The government calculates how much of your premium the subsidy should cover, and then pays that amount to the insurance company. You are responsible for the rest. So, if your plan costs $600 a month, but you are eligible to have the government pay 80% of the premium, you are only responsible for 20% of the premium, costing you $120 a month.
It’s also possible to choose the tax credit option.
If you go this route, you pay the full premium. However, at the end of the year, you can apply for a tax credit. This tax credit is refundable, so if the tax credit ends up being for more than what you owe in taxes, you receive money back.
If you want to estimate your cost under Obamacare, the Kaiser Family Foundation offers a handy tool. The subsidy calculator asks you basic questions about yourself, based on the factors that are supposed to influence your premium. You can find out if you qualify for a subsidy, and how much you can expect to pay. There are some caveats with this tool, so it’s a good idea to read the fine print. Also, realize that the estimates are initially based on the Silver plan, although you can adjust your results to other levels.
I don’t qualify for a subsidy, but I went ahead and put in some information, as if I did qualify, with two adults aged 34 and one child, no tobacco users. I pretended like my income is $40,000. For the Silver plan, the cost would be $2,587 per year, or $215.5833 per month, for me. The government would cover the other $6,657 per year on my behalf (the total cost was estimated at $9,244 per year, or 770.33 per month).
The analysis also includes a look at the Bronze plan, which would amount to $1,005 per year, or $83.75 per month, after the application of the subsidy.
A willingness to pay more out of pocket can result in a bigger savings. It’s also worth noting that, at some income levels, the cost of a Bronze plan can be completely offset by the subsidy. That means that if you feel like you can’t afford health insurance, choosing the Bronze plan might mean that you get coverage without having to pay for it. You’ll have to run the numbers yourself to see how you might be impacted.

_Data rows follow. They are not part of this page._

PR #1743, opened 2022-05-27
Add Tor support for fetching static assets for frontend

ayanamidev:


frontend/package.json
```diff
@@ -20,9 +20,9 @@
   ],
   "main": "index.ts",
   "scripts": {
-    "ng": "./node_modules/@angular/cli/bin/ng",
-    "tsc": "./node_modules/typescript/bin/tsc",
-    "i18n-extract-from-source": "./node_modules/@angular/cli/bin/ng extract-i18n --out-file ./src/locale/messages.xlf",
+    "ng": "node ./node_modules/@angular/cli/bin/ng",
+    "tsc": "node ./node_modules/typescript/bin/tsc",
+    "i18n-extract-from-source": "node ./node_modules/@angular/cli/bin/ng extract-i18n --out-file ./src/locale/messages.xlf",
```
wiz, line 25: How is this related to adding Tor support to fetch static assets? Was this committed by mistake?

wiz (changes requested):
NACK 

It appears you are adding Tor support into the frontend build process, which is not the correct place to implement this.... The frontend is only built by us once, and then these assets are shipped together along with the docker images downstream to the Umbrel and other fullnode distros. What we need to do is move the fetching of all these static assets into the backend, run as a periodic service like the fiat rates, etc.

ayanamidev:
@wiz Yes this sounds more reasonable, will be submitting the PR for fetching static assets from backend

Issue #1744, opened 2022-05-28
cant read property of undefined


antonilol:
#### Version

mempool.space v2.4.0-dev [774cd98a]
not on bitcoind mempool

### Steps to reproduce

https://mempool.space/testnet/tx/86d5de9fd4e284d285e547216576ca94cdf6fddfe8a7afc9b9dc67fa5afec2db

### Expected behaviour

nothing special

### Actual behaviour

parts of the ui gone and errors in devtools

### Screenshots

![image](https://user-images.githubusercontent.com/49868160/170827704-1ed5618f-1136-463e-b269-4fb6fe821555.png)

#### Device or machine

chromium

#### Additional info

frontend/src/app/components/transactions-list/transactions-list.component.html lines 72 and 73
vin.prevout.scriptpubkey_address is undefined when the script cant be represented by an address
vin.prevout.scriptpubkey_address.length will throw an error when accessed

PR #1745, opened 2022-05-28
stricter multisig check + detect bare multisig when spent

antonilol:
the following script is not a standard bare multisig (wont relay on mainnet) but gets the label because the `detectMultisig` function checks from the end but does not check if there are opcodes and pushes left

```
OP_PUSHBYTES_33 02e8a6b194fc65a21e2400f85fece058b9e1d3c3ad5ef2a4e1f0b5f4bd2d781e97
OP_CHECKSIGVERIFY
OP_PUSHNUM_1
OP_PUSHBYTES_33 031400754ca5d3c257c95ee209874107c3602c90c1b603fab0d9bd78b9e71cf423
OP_PUSHBYTES_33 0389cd2b809c4477725ab452a5238432ed7db6351f4035bf0ffc8da490d98092ba
OP_PUSHBYTES_33 0326d3997d41a2345e49d69ea44852b36ecab419d3c20f9db42f98862eb5ee3970
OP_PUSHNUM_3
OP_CHECKMULTISIG
```

this is fixed + the label is now also added to the input when the a multisig is spent

came across this at the same time i found #1744 but these two are not linked


softsimon (approved):
tested ACK at @ b930b9bf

4) Choosing Your Health Care Coverage
It’s always been important that you carefully choose your health insurance coverage. Comparison shopping is vital, since the cost of health insurance goes up every year.
Even if you aren’t using Obamacare subsidies, and even if you aren’t buying insurance on the state-run exchanges, your premium is likely to be impacted by Obamacare. While some complain that health insurance costs are going up, it’s actually nothing new. Health insurance costs go up every year, and this has been a trend for decades. For the coming year, there are estimates that the rise in health costs for 2014 will actually be slower than the rise for 2013.

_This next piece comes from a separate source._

PR #1751, opened 2022-05-31
Handle nonstandard inputs

### LINKED ISSUE #1744: cant read property of undefined

softsimon:
fixes #1744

For example, I’m not changing anything about my health insurance situation (don’t need to; I have coverage, so, really, the PPACA doesn’t affect me in that way). For the coming year, my monthly premium went up about $80. However, in years past, my monthly premium increased by $85 or $90. So this is actually a savings in my situation. On top of that, one of my prescriptions, which cost a little more than $100 a month, is now completely covered as a result of Obamacare. So, for the coming year, I’m actually going to be ahead, even with the premium increase. That hasn’t happened since the first year I switched to a Health Savings Account.
Of course, the impact will be different for each person, depending on situation.

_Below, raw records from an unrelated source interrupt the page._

PR #2420, opened 2022-08-28
Custom lazy loading strategy

softsimon:
Adding a custom lazy loaded strategy so that we can customize which modules should be lazy loaded and when, using the `data: { preload: true },` config on the lazy-routes. I also added a slight 150ms delay for the preloading so all the requests for the current page is prioritized.

Solves the current issue with always-on preloading:

* Disabled pre-loading for the Preview cards module because it's never being used by users
* Disabled pre-loading of Lightning module IF the Lightning enabled is set to `false` in the frontend


wiz (approved):
Tested ACK @ v2.5.0-dev [[b7662347](https://github.com/mempool/mempool/commit/b7662347)]

PR #2421, opened 2022-08-28
Fix clipboard for node pubkey on channel page

hunicus:
Copy-to-clipboard doesn't work because of a misnamed variable in the channel template.

Test by trying to copy node pubkey on any channel page using the click-to-copy button. Example I tested with was `lightning/channel/824803045759582209`.

copy-node-pubkey


softsimon (approved):
tested ACK @ v2.5.0-dev [[bf0244f9](https://github.com/mempool/mempool/commit/bf0244f9)]

PR #2429, opened 2022-08-29
Fix overflowing tx on mobile

nymkappa:
This PR should be carefully reviewed by at least two persons because it touches the transaction component.

#### Currently the tx list overflows because of the tx tags

image

#### PR result

**Mobile channel page**
image

**Desktop channel page**
image


softsimon:
Added some margin below address labels as I think it becomes too tight and merged.

softsimon:
Added some margin below address labels as I think it becomes too tight and merged.

softsimon:
I am not a fan of this new compressed look without margin between each address and their labels. 

Screen Shot 2022-08-29 at 12 33 55

wiz (changes requested):
NACK for reasons Simon listed

nymkappa:
@softsimon Please give this bug a shot

PR #2433, opened 2022-08-29
Node and Channel page skeleton loaders

softsimon:
Skeleton loaders for Node and Channel pages. UPDATED.

Node skeleton loader preview:

Screen Shot 2022-08-30 at 13 47 27

Channel skeleton loader preview:

Screen Shot 2022-08-30 at 13 47 34


nymkappa:
Thanks for that!

Some feedbacks:

- In the node page, how about having darker background for the socket instead of white? Actually I just realize but why is it even white in the first place? I don't remember seeing this style anywhere else on the site.
- In the node page, I'm not fan of the giant "scan" effect for charts. I think it would look cleaner to show a darker area with a loading spinner for each chart, see the mining dashboard for example
Screen Shot 2022-08-29 at 6 02 07 PM
- In the node page, There is no skeleton for the channel tree chart in the node page, so the channel list jumps
- In the channel page, the skeleton hides too early, so between the time the skeleton is hidden and the time the map is renderer, there is nothing, and the pages jump
image

nymkappa (changes requested):
Thanks for that!

Some feedbacks:

- In the node page, how about having darker background for the socket instead of white? Actually I just realize but why is it even white in the first place? I don't remember seeing this style anywhere else on the site.
- In the node page, I'm not fan of the giant "scan" effect for charts. I think it would look cleaner to show a darker area with a loading spinner for each chart, see the mining dashboard for example

Screen Shot 2022-08-29 at 6 02 07 PM

- In the node page, There is no skeleton for the channel tree chart in the node page, so the channel list jumps
- In the channel page, the skeleton hides too early, so between the time the skeleton is hidden and the time the map is renderer, there is nothing, and the pages jump

image

- In the node page, the page jumps between the skeleton and the content, probably because of the multi lines text

https://user-images.githubusercontent.com/9780671/187244920-a017dd0c-9228-4b78-8acb-4da920af783a.mov

softsimon:
One issue left is that the Location and ISP can be missing, or Location take a separate row when Country is present causing a jump.

wiz (approved):
Tested ACK @ v2.5.0-dev [[ef16f3bd](https://github.com/mempool/mempool/commit/ef16f3bd)]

Since I already have health insurance coverage, and because of the prescription change, Obamacare is saving me money. For those who haven’t been buying health insurance, though, and who are now required to pony up, the situation is different. (Unless the subsidy is enough to completely cover the cost of health insurance.)
Final Word on Obamacare Changes Coming Up
It’s important that you consider your options, and look at the coverage available to you. Don’t forget to look online at health insurance comparison web sites, and check your state’s insurance exchange.
You might be surprised to discover that health insurance is more affordable than you thought.